Start of INFORMATION SHOWN
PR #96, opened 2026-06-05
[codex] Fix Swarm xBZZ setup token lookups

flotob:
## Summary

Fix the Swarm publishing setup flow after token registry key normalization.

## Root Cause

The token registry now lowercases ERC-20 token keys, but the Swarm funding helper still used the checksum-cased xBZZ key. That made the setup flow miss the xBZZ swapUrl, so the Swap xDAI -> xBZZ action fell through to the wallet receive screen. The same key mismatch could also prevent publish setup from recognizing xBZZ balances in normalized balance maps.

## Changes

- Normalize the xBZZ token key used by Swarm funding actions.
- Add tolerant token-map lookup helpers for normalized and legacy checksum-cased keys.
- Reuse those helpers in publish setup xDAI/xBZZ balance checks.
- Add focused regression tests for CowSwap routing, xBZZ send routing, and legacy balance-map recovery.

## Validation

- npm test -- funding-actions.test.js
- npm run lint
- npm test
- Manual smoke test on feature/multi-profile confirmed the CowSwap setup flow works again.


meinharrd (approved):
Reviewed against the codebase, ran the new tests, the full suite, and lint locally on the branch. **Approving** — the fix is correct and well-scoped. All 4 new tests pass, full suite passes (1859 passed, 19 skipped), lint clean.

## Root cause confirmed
End of INFORMATION SHOWN
WHAT TO WORK ON:
State how many lines in the records above contain the word "balance". Write the number alone.

RESULT OF THE EXERCISE:
3